Your objective: Select all lines in the records that include "calls".
BEGIN
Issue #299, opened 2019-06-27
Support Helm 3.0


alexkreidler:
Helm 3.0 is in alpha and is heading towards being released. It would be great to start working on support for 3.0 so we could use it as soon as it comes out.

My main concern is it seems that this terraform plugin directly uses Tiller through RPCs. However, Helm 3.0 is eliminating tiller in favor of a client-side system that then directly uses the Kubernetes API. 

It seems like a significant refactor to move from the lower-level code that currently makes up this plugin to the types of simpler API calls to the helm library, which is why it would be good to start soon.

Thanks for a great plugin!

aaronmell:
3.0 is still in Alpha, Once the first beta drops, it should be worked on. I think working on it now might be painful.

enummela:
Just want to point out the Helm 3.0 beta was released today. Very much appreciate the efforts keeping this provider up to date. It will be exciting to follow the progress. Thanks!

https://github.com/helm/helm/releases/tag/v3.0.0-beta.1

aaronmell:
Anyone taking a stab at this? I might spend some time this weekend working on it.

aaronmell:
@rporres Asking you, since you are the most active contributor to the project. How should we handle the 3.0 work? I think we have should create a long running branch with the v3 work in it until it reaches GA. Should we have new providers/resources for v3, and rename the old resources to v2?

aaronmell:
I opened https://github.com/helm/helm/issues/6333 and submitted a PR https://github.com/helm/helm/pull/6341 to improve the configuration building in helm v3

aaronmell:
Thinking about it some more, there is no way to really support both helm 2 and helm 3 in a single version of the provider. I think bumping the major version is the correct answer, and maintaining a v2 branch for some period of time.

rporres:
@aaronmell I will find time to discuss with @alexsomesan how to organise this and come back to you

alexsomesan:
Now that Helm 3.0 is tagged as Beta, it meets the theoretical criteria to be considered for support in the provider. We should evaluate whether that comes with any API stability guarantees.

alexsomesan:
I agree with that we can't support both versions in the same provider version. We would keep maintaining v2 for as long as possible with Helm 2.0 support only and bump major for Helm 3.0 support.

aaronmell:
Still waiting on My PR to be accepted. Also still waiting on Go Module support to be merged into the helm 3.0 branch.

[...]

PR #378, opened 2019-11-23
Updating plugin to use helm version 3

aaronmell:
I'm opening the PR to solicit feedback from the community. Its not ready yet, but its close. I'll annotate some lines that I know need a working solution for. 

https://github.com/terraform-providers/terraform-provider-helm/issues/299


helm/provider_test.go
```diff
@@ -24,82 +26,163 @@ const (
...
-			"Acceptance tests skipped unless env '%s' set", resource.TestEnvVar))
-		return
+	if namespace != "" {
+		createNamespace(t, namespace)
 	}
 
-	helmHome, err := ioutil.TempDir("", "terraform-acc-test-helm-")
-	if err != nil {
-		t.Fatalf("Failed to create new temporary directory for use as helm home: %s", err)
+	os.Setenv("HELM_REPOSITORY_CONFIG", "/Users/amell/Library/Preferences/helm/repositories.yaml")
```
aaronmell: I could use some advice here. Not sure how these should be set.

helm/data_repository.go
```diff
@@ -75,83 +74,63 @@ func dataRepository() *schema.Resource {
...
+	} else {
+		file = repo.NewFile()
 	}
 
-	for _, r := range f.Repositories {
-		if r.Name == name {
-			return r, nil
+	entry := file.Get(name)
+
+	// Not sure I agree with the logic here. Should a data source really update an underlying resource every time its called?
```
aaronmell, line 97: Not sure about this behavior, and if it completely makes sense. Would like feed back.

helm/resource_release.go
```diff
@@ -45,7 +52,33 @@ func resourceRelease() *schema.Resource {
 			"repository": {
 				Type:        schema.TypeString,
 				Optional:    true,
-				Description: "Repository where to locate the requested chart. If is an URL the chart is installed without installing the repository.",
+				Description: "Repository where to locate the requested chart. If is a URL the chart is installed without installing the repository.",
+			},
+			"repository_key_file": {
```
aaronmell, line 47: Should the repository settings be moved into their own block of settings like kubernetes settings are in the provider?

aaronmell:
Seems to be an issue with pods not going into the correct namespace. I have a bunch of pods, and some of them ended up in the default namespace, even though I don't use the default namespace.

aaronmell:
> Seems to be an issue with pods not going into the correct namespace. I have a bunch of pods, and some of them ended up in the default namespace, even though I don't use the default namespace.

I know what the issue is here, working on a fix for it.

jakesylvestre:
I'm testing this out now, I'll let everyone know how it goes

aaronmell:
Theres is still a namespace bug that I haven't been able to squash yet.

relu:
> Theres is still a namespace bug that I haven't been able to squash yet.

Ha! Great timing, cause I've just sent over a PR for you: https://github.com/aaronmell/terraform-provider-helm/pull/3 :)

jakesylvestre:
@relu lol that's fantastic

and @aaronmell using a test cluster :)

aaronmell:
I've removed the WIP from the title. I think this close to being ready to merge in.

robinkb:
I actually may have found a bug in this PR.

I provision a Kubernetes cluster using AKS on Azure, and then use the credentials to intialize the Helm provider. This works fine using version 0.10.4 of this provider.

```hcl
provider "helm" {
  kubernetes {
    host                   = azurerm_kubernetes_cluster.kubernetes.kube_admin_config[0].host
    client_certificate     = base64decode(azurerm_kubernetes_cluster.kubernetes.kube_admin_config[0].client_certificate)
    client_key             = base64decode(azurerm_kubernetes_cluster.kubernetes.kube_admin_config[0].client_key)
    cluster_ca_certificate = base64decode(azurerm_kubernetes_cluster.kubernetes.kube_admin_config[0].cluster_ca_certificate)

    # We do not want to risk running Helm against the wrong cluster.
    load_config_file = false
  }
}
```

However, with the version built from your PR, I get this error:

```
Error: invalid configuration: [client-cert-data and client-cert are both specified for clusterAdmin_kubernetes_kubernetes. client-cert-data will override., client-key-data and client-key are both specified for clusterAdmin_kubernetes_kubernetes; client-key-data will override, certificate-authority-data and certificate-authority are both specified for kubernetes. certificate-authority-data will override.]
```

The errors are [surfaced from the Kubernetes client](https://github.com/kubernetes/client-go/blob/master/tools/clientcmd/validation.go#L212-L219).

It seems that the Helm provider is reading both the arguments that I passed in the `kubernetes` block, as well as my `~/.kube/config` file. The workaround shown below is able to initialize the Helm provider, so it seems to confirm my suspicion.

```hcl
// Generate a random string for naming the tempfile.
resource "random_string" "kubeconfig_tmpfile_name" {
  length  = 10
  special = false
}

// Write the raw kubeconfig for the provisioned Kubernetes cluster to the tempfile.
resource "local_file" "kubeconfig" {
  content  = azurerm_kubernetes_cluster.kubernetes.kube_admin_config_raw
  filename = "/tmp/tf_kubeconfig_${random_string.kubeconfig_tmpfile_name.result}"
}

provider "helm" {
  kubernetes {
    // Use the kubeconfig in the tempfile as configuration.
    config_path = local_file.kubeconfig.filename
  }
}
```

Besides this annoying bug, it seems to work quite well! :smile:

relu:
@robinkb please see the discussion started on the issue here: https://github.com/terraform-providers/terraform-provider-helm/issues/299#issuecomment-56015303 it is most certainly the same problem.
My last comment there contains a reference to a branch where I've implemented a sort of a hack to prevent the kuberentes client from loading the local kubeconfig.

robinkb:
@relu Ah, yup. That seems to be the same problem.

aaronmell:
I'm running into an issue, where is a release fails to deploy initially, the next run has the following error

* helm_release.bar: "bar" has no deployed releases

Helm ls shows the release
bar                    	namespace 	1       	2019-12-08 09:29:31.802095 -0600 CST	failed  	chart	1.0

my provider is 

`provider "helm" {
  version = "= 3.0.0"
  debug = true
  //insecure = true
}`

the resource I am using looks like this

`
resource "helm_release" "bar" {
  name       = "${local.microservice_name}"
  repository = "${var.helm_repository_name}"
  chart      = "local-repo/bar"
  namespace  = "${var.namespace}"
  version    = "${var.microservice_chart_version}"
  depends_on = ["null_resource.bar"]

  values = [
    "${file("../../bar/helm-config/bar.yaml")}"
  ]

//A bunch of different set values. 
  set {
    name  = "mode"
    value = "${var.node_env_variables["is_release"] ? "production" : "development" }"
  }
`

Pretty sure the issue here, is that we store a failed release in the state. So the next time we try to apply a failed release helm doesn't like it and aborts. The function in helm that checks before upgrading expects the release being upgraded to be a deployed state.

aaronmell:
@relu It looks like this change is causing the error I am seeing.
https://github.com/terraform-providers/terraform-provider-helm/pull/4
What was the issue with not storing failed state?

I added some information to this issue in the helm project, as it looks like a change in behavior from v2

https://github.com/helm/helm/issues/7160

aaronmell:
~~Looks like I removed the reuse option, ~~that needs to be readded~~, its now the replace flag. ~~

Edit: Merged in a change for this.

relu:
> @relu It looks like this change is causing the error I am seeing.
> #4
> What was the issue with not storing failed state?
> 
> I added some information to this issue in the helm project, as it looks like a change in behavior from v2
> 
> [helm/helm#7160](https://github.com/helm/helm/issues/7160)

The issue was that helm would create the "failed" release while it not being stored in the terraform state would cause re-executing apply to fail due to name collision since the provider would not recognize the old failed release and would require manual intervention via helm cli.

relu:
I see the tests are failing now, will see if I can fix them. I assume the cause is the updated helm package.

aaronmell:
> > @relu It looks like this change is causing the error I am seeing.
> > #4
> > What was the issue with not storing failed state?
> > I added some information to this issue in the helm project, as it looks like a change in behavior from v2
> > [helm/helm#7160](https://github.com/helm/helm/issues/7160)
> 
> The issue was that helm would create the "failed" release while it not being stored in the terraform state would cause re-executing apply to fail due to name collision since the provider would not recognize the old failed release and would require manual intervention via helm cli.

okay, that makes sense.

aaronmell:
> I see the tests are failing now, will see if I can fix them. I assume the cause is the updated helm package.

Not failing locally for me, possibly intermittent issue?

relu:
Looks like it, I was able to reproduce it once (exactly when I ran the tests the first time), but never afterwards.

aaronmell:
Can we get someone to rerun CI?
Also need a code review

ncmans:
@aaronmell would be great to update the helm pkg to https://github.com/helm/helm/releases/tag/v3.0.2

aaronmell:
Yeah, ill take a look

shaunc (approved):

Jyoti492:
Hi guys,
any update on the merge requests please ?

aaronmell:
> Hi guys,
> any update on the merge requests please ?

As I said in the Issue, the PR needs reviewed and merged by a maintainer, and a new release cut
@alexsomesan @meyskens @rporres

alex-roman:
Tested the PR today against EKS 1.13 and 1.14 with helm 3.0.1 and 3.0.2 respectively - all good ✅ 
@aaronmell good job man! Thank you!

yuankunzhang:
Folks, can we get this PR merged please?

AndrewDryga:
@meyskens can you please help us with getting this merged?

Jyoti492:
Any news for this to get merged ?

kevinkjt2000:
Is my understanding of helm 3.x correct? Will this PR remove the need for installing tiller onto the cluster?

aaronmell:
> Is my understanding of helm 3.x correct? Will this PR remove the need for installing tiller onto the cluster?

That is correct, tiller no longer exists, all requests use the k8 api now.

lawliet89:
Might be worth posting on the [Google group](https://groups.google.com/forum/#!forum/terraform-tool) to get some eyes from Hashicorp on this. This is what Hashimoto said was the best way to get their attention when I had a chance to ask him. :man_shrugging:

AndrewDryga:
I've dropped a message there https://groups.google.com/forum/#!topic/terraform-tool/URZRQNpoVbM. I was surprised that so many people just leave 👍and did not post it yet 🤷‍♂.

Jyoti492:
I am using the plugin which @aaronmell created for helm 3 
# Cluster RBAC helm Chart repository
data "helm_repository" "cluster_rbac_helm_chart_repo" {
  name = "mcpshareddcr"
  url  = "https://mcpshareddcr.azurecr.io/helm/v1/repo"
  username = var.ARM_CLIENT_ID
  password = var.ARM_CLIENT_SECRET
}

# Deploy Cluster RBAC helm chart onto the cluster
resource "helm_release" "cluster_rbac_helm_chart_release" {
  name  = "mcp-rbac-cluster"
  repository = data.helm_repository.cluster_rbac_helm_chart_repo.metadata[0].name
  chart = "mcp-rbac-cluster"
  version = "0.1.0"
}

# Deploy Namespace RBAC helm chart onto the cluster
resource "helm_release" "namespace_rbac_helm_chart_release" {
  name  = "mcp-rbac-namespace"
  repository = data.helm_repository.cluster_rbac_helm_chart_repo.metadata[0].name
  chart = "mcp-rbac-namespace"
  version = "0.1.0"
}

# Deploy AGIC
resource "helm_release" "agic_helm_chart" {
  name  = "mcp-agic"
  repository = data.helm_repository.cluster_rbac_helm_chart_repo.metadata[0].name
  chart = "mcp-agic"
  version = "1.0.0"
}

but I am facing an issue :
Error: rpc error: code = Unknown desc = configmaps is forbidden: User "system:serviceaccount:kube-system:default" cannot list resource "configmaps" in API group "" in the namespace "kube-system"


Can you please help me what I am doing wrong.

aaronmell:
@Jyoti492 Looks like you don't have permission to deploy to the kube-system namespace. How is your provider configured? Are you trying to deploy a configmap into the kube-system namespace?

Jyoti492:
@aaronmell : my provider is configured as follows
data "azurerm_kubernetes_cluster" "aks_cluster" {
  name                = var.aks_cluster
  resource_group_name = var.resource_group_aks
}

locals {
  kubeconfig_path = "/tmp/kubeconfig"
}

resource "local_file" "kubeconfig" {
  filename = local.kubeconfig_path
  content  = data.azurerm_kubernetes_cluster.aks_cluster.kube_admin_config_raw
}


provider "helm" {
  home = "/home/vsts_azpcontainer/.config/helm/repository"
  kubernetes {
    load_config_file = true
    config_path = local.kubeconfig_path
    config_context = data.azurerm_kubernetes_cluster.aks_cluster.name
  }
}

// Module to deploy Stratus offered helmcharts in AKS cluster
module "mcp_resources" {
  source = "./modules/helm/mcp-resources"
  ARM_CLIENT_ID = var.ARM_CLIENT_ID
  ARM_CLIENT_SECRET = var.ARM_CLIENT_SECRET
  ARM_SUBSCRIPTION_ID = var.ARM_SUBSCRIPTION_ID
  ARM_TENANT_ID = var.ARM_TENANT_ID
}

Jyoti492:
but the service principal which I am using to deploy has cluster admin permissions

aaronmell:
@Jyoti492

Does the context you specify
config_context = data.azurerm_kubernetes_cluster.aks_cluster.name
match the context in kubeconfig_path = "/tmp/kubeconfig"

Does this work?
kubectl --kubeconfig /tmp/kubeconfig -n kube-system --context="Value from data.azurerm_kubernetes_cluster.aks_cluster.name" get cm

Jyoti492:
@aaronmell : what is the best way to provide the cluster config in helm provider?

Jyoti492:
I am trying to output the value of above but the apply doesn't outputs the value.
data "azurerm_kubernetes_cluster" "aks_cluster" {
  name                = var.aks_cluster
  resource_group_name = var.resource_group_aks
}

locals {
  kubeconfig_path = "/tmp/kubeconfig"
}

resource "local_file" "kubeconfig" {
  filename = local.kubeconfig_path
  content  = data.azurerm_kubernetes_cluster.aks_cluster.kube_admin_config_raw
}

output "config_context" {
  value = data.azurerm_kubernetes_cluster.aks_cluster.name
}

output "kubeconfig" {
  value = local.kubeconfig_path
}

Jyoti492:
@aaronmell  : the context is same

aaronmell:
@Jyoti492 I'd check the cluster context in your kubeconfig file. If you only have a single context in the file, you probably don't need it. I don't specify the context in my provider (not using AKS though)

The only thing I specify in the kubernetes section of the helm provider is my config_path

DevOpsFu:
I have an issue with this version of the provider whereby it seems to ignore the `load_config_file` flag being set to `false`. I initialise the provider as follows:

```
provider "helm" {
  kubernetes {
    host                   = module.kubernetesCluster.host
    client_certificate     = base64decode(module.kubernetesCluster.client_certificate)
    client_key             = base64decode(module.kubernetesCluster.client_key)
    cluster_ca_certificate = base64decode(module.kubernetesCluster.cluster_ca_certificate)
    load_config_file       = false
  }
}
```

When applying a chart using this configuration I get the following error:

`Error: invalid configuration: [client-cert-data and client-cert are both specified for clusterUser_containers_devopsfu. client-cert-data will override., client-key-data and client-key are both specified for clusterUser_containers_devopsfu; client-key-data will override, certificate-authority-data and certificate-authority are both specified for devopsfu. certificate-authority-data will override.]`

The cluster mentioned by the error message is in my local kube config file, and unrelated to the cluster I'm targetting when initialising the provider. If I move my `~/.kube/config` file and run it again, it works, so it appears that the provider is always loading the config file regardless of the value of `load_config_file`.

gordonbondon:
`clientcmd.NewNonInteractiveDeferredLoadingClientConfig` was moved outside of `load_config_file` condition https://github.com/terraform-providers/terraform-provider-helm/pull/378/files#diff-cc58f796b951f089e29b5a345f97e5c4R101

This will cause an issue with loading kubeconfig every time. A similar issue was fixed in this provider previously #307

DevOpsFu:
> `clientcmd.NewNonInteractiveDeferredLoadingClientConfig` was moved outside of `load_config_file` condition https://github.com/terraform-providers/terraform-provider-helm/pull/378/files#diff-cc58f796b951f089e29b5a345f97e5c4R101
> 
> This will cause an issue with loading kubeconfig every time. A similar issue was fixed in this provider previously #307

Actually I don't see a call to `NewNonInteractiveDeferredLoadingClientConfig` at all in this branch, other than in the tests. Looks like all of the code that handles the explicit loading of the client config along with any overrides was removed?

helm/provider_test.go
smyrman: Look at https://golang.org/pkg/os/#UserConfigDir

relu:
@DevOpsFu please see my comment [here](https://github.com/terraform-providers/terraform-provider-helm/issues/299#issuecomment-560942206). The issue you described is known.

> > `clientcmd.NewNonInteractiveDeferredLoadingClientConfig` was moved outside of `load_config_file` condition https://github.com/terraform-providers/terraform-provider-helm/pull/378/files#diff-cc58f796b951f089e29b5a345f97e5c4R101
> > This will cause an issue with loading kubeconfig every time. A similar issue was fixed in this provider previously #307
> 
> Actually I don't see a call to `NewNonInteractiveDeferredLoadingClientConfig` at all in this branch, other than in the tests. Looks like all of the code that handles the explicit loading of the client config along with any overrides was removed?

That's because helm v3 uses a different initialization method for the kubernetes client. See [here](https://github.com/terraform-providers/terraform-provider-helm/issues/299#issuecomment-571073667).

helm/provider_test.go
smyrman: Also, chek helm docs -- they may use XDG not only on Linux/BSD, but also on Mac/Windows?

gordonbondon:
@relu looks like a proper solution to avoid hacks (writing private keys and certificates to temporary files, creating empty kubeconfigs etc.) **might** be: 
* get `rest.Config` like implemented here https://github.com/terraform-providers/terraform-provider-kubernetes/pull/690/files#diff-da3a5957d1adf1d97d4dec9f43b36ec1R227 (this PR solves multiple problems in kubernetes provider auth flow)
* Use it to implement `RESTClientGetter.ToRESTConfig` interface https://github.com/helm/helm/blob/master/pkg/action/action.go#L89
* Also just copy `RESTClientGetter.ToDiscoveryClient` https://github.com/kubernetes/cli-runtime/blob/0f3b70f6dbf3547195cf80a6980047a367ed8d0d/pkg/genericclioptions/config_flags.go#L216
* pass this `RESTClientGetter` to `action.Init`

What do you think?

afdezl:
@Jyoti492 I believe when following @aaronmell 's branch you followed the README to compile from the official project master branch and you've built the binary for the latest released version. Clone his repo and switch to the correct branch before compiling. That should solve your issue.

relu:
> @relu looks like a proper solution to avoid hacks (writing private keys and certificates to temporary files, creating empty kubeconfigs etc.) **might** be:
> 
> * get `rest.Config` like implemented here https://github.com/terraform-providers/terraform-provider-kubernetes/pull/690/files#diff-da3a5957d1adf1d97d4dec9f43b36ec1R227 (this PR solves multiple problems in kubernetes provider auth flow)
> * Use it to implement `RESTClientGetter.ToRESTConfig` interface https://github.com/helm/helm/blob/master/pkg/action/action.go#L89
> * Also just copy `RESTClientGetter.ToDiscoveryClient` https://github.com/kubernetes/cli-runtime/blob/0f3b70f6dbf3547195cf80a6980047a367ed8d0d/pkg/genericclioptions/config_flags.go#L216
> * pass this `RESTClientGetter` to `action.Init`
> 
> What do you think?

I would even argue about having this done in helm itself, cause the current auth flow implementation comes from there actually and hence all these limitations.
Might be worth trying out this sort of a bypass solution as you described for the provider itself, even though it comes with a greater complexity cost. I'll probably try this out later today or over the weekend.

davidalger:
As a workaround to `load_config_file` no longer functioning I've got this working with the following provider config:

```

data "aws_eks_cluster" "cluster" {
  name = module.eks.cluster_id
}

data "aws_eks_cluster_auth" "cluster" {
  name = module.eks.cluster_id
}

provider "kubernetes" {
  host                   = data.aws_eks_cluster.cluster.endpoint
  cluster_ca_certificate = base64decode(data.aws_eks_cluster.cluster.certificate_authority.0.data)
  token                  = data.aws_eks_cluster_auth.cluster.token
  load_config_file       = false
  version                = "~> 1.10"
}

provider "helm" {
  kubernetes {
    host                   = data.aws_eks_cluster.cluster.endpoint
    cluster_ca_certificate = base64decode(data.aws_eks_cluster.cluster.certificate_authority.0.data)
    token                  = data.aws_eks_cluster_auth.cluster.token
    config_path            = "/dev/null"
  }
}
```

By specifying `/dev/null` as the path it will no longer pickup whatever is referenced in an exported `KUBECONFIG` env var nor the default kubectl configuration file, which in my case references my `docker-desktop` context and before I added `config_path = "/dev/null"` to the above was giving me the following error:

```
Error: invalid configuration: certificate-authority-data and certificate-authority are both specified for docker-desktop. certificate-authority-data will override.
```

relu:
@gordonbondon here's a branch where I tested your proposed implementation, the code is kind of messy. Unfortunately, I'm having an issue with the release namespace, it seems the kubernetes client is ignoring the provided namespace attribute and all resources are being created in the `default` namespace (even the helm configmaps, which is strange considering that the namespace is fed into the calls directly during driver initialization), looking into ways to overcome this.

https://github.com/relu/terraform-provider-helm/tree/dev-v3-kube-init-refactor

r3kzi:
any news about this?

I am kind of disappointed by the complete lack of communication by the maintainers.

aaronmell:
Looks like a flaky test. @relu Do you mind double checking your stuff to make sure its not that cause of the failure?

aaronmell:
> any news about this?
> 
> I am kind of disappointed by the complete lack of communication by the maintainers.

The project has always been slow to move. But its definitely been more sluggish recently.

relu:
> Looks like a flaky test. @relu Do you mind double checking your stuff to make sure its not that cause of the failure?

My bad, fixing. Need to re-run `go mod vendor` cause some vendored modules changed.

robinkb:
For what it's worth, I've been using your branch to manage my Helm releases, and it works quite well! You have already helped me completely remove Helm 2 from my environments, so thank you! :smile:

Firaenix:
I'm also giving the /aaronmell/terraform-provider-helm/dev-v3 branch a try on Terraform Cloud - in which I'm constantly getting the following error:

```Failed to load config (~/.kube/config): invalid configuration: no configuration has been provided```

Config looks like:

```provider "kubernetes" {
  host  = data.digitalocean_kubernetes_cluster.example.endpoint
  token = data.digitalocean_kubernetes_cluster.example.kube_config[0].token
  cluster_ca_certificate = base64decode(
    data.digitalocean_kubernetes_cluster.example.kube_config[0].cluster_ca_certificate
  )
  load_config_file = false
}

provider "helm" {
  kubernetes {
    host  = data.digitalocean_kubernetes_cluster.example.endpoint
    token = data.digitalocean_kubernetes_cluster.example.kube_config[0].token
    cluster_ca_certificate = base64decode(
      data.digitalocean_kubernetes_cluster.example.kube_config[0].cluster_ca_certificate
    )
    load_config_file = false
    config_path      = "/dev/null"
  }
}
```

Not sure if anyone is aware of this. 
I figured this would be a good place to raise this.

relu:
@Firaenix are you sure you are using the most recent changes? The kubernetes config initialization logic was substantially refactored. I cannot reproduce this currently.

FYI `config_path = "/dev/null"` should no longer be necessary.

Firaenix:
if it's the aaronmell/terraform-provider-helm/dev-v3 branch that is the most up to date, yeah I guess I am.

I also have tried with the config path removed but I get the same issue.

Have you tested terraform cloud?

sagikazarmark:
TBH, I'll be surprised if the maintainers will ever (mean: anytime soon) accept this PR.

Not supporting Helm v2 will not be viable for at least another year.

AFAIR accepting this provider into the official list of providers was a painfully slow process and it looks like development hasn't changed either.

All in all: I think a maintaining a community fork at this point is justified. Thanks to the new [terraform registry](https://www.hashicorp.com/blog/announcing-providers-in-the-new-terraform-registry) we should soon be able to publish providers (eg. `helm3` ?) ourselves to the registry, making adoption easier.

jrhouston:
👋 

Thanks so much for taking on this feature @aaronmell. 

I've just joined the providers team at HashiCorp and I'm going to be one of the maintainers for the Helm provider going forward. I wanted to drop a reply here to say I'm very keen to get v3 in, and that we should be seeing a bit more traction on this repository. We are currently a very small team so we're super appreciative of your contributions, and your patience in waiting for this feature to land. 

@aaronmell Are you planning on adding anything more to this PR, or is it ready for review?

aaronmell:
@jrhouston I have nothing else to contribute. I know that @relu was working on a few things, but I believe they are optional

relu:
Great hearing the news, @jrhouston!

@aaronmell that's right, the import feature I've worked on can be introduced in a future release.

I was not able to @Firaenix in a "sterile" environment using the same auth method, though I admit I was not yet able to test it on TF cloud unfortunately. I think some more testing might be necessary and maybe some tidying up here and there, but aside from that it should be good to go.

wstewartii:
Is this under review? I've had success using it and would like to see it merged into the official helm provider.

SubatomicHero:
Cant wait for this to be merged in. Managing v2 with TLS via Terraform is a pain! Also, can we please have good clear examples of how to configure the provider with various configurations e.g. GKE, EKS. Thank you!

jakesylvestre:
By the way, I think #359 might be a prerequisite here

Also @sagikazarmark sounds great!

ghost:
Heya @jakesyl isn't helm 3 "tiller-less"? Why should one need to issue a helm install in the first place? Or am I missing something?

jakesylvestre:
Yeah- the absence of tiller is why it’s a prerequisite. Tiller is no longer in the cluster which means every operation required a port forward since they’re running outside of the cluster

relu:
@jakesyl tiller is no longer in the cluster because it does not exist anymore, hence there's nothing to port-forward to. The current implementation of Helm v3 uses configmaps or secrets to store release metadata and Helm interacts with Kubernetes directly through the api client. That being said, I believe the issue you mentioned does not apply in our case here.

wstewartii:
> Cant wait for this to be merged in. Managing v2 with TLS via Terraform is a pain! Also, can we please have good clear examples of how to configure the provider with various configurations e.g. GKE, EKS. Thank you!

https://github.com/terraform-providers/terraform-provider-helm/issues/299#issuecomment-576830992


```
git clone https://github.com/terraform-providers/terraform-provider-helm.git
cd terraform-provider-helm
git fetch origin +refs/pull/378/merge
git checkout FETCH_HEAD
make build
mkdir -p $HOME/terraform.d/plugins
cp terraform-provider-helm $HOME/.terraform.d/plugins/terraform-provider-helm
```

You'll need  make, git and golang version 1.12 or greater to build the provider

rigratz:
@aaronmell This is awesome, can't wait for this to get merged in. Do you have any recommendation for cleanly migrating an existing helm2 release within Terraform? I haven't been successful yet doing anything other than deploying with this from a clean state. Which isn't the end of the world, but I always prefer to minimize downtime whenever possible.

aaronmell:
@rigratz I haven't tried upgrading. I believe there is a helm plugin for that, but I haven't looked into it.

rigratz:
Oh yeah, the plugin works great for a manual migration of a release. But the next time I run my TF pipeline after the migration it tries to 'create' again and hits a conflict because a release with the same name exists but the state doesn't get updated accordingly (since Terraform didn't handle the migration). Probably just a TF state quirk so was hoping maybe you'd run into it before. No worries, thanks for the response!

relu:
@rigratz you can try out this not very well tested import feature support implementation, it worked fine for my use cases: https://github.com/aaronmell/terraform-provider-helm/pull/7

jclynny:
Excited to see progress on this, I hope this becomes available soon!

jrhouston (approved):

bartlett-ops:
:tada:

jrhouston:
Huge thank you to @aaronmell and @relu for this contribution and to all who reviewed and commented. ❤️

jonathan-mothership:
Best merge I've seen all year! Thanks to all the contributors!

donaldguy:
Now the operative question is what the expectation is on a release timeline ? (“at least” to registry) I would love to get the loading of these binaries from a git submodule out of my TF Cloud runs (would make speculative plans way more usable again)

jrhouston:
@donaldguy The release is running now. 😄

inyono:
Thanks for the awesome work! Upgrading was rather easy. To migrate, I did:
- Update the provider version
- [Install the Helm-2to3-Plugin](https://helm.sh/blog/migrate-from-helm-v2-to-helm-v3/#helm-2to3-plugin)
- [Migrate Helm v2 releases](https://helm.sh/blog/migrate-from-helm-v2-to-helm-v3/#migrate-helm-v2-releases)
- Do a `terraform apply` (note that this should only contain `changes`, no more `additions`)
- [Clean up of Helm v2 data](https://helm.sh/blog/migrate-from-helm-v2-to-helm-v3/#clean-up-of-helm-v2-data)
END
Exercise output:
It seems like a significant refactor to move from the lower-level code that currently makes up this plugin to the types of simpler API calls to the helm library, which is why it would be good to start soon.
@gordonbondon here's a branch where I tested your proposed implementation, the code is kind of messy. Unfortunately, I'm having an issue with the release namespace, it seems the kubernetes client is ignoring the provided namespace attribute and all resources are being created in the `default` namespace (even the helm configmaps, which is strange considering that the namespace is fed into the calls directly during driver initialization), looking into ways to overcome this.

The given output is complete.